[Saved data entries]
Start of Block
PR #1179, opened 2018-01-07
Allow relaxing validation of pointers in logical addressing mode

antiagainst:
In HLSL structured buffer legalization, pointer to pointer types
are emitted to indicate a structured buffer variable should be
treated as an alias of some other variable. We need an option to
relax the check of pointer types in logical addressing mode to
catch other validation errors.


dneto0:
Rebased and pushed into master as 44f27f928

PR #1180, opened 2018-01-08
Fix method comment for BasicBlock::MegeBlockIdIfAny

### LINKED ISSUE #1177: BasicBlock::ContinueBlockIdIfAny should exit early if it reaches an OpSelectionMerge
All uses of ContinueBlockIdIfAny immediately follow a use of MergeBlockIdIfAny. So a selection block will always be fully scanned when it can exit early.
It can exit early because OpSelectionMerge and OpLoopMerge can never be used in the same block.

dneto0:
Fixes #1177


dneto0:
The Travis failure is failure is an infrastructure failure: can't download the code.

PR #1181, opened 2018-01-08
Fix constant propagation of induction variables.

dnovillo:
This fixes https://github.com/KhronosGroup/SPIRV-Tools/issues/1143.
When an instruction transitions from constant to bottom (varying) in the
lattice, we were telling the propagator that the instruction was
varying, but never updating the actual value in the values table.

This led to incorrect value substitutions at the end of propagation.

### DIFF
--- a/source/opt/ccp_pass.cpp
+++ b/source/opt/ccp_pass.cpp
@@ -27,6 +27,25 @@
 namespace spvtools {
 namespace opt {
 
+namespace {
+
+// This SSA id is never defined nor referenced in the IR.  It is a special ID
+// which represents varying values.  When an ID is found to have a varying
+// value, its entry in the |values_| table maps to kVaryingSSAId.
+const uint32_t kVaryingSSAId = std::numeric_limits<uint32_t>::max();
+
+}  // namespace
+
+bool CCPPass::IsVaryingValue(uint32_t id) const { return id == kVaryingSSAId; }
+
+SSAPropagator::PropStatus CCPPass::MarkInstructionVarying(
+    ir::Instruction* instr) {
+  assert(instr->result_id() != 0 &&
+         "Instructions with no result cannot be marked varying.");
+  values_[instr->result_id()] = kVaryingSSAId;
+  return SSAPropagator::kVarying;
+}
+
 SSAPropagator::PropStatus CCPPass::VisitPhi(ir::Instruction* phi) {
   uint32_t meet_val_id = 0;
 
@@ -52,9 +71,10 @@ SSAPropagator::PropStatus CCPPass::VisitPhi(ir::Instruction* phi) {
         // looking.
         continue;
       } else {
-        // We found another constant value, but it is different from the
-        // previous computed meet value.  This Phi will never be constant.
-        return SSAPropagator::kVarying;
+        // We either found a varying value, or another constant value different
+        // from the previous computed meet value.  This Phi will never be
+        // constant.
+        return MarkInstructionVarying(phi);
       }
     } else {
       // If any argument is not a constant, the Phi produces nothing
@@ -85,24 +105,33 @@ SSAPropagator::PropStatus CCPPass::VisitAssignment(ir::Instruction* instr) {
     uint32_t rhs_id = instr->GetSingleWordInOperand(0);
     auto it = values_.find(rhs_id);
     if (it != values_.end()) {
-      values_[instr->result_id()] = it->second;
-      return SSAPropagator::kInteresting;
+      if (IsVaryingValue(it->second)) {
+        return MarkInstructionVarying(instr);
+      } else {
+        values_[instr->result_id()] = it->second;
+        return SSAPropagator::kInteresting;
+      }
     }
     return SSAPropagator::kNotInteresting;
   }
 
   // Instructions with a RHS that cannot produce a constant are always varying.
   if (!instr->IsFoldable()) {
-    return SSAPropagator::kVarying;
+    return MarkInstructionVarying(instr);
   }
 
   // Otherwise, see if the RHS of the assignment folds into a constant value.
   std::vector<uint32_t> cst_val_ids;
   bool missing_constants = false;
-  instr->ForEachInId([this, &cst_val_ids, &missing_constants](uint32_t* op_id) {
+  bool varying_values = false;
+  instr->ForEachInId([this, &cst_val_ids, &missing_constants,
+                      &varying_values](uint32_t* op_id) {
     auto it = values_.find(*op_id);
     if (it == values_.end()) {
       missing_constants = true;
+      return;
+    } else if (IsVaryingValue(it->second)) {
+      varying_values = true;
       return;
     }
     cst_val_ids.push_back(it->second);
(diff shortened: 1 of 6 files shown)


test/opt/ccp_test.cpp
```diff
@@ -464,6 +464,60 @@ TEST_F(CCPTest, SSAWebCycles) {
...
+
+; This Phi should not have all constant arguments:
+; CHECK: OpPhi %int %int_0 {{%\d+}} {{%\d+}} {{%\d+}}
+         %22 = OpPhi %int %int_0 %12 %21 %15
+               OpLoopMerge %14 %15 None
+               OpBranch %16
+         %16 = OpLabel
+
+; The Phi should never be considered to have the value %int_0.
+; CHECK: OpSLessThan %bool {{%\d+}} %int_10
```
alan-baker: It might be clearer to capture the result id of the phi above and ensure it is used in the less than.

test/opt/ccp_test.cpp
```diff
@@ -464,6 +464,60 @@ TEST_F(CCPTest, SSAWebCycles) {
...
+         %18 = OpSLessThan %bool %22 %int_10
+
+; This conditional was wrongly converted into an always-true jump due to the
+; bad meet evaluation of %27.
+; CHECK: OpBranchConditional {{%\d+}} {{%\d+}} {{%\d+}}
```
alan-baker: Same here, capture the less than result and ensure its the condition of the branch.

source/opt/ccp_pass.h
```diff
@@ -67,6 +67,13 @@ class CCPPass : public MemPass {
   // otherwise.
   bool ReplaceValues();
 
+  // Marks |instr| as varying by registering a varying value for its result
+  // into the |values_| table. Returns SSAPropagator::kVarying.
+  SSAPropagator::PropStatus MarkInstructionVarying(ir::Instruction* instr);
+
+  // Returns true if |id| is a varying value.
```
alan-baker: The parameter name seem slightly confusing. |id| is not a SSA id, but I think that would the intuition. Suggest changing it to |val|.

source/opt/ccp_pass.cpp
```diff
@@ -27,6 +27,18 @@
 namespace spvtools {
 namespace opt {
 
+bool CCPPass::IsVaryingValue(uint32_t id) const {
+  return id == std::numeric_limits<uint32_t>::max();
```
dneto0: You should use a named constant value for this, to document and enforce consistency with MarkInstructionVarying.

E.g.   enum { kVaryingValueSentinelId = std::numeric_limits<uint32_t>::max(); };

source/opt/ccp_pass.h
dneto0: Recommend renaming the method to IsVaryingValueId.
And the method comment should be 

// Returns true if |id| is the sentinel id indicating a varying value.  It is never a valid SSA id.


OR: delete the method and test against kVaryingSentinelValueId everywhere.  That is probably less readable, though.

test/opt/ccp_test.cpp
```diff
@@ -464,6 +464,60 @@ TEST_F(CCPTest, SSAWebCycles) {
...
+               OpLoopMerge %14 %15 None
+               OpBranch %16
+         %16 = OpLabel
+
+; The Phi should never be considered to have the value %int_0.
+; CHECK: OpSLessThan %bool {{%\d+}} %int_10
+         %18 = OpSLessThan %bool %22 %int_10
+
+; This conditional was wrongly converted into an always-true jump due to the
+; bad meet evaluation of %27.
```
dneto0: I think you mean %22 here.  The example has changed since you first looked at it.

test/opt/ccp_test.cpp
```diff
@@ -464,6 +464,60 @@ TEST_F(CCPTest, SSAWebCycles) {
...
+       %bool = OpTypeBool
+      %int_1 = OpConstant %int 1
+       %main = OpFunction %void None %5
+         %12 = OpLabel
+               OpBranch %13
+         %13 = OpLabel
+
+; This Phi should not have all constant arguments:
+; CHECK: OpPhi %int %int_0 {{%\d+}} {{%\d+}} {{%\d+}}
+         %22 = OpPhi %int %int_0 %12 %21 %15
```
dneto0: Should test like this:

```
; CHECK  [[phi:%\w+]] = OpPhi %int %int_0 {{%\w+}} [[induction_var:%\w+]] {{\d+}}
```
Then later as @alan-baker suggests, use [[phi]] in the OpSLessThan.
Also later add
```
; CHECK: [[induction_var]] = OpIAdd %int [[phi]] %int_1
```

source/opt/ccp_pass.h
```diff
@@ -67,6 +67,13 @@ class CCPPass : public MemPass {
...
+  bool IsVaryingValue(uint32_t id) const;
+
   // Constant manager for the parent IR context.  Used to record new constants
   // generated during propagation.
   analysis::ConstantManager* const_mgr_;
```
dneto0: You must also update the comment for the values_ member. Should say that an SSA id can map to the kVaryingValueSentinelId to indicate that the id has been proven to be varying.

source/opt/propagator.cpp
```diff
@@ -37,22 +37,28 @@ void SSAPropagator::AddControlEdge(const Edge& edge) {
...
       instr->result_id(), [this](ir::Instruction* use_instr) {
         // If the basic block for |use_instr| has not been simulated yet, do
-        // nothing.
+        // nothing.  The instruction |use_instr| will be simulated next time the
+        // block is scheduled.
         if (!BlockHasBeenSimulated(ctx_->get_instr_block(use_instr))) {
           return;
         }
 
+        // If |use_instr| is a Phi, ignore this edge.  Phi instructions can form
```
dneto0: I'd probably put this first in the sequence of tests.  It might save some time.

test/opt/ccp_test.cpp
dnovillo: Done.

test/opt/ccp_test.cpp
dnovillo: Done.

source/opt/ccp_pass.h
dnovillo: Done.

source/opt/propagator.cpp
dnovillo: Done.

source/opt/ccp_pass.cpp
```diff
@@ -87,23 +107,30 @@ SSAPropagator::PropStatus CCPPass::VisitAssignment(ir::Instruction* instr) {
     if (it != values_.end()) {
       values_[instr->result_id()] = it->second;
       return SSAPropagator::kInteresting;
+    } else if (IsVaryingValue(it->second)) {
```
s-perron: This looks odd.  If `it == values_.end()` then load `it->second`?

dnovillo: Fixed, thanks.  The case can actually never happen because the propagator is guaranteed to always have generated a value of the RHS of an OpCopyObject (it works in def-use and dominator order, after all).  However, it would've failed to mark the LHS varying if the RHS was varying and would mark the instruction not-interesting, causing an additional go around the propagator.

dnovillo:
Re-based and pushed to head as e5560d64.

Issue #1183, opened 2018-01-09
PackDouble2x32 is mis-validated


HansKristian-ARM:
Getting an error:
```
error: 249: GLSL.std.450 PackDouble2x32: expected operand V to be a 32-bit float vector of size 2
```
End of Block
▶ _PROBLEM DETAILS_
What is the number of lines in the entries above that include the word "exit"? Answer with that number alone.

▶ _ANSWER FOR THE TASK_
3